(RECORDS FOR THIS TASK begins)
PR #267, opened 2019-05-17
make mp_word private

minad:
mp_word is an internal type and it is problematic if it is exposed
in the public api. See for example #216 - MSVC does not support 128 bit
mp_words. But it is perfectly ok to use those internally in the library,
as long as the library is compiled with GCC.

Ping @nijtmans - does it make sense to hide the mp_word type from the public api in general?


minad:
@sjaeckel What do we have to check here? Do you see any downsides of this?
(RECORDS FOR THIS TASK ends)
- EXERCISE REQUIREMENTS:
Which lines above contain the word "public"? Copy each of them.

- EXPECTED ANSWER:
in the public api. See for example #216 - MSVC does not support 128 bit
Ping @nijtmans - does it make sense to hide the mp_word type from the public api in general?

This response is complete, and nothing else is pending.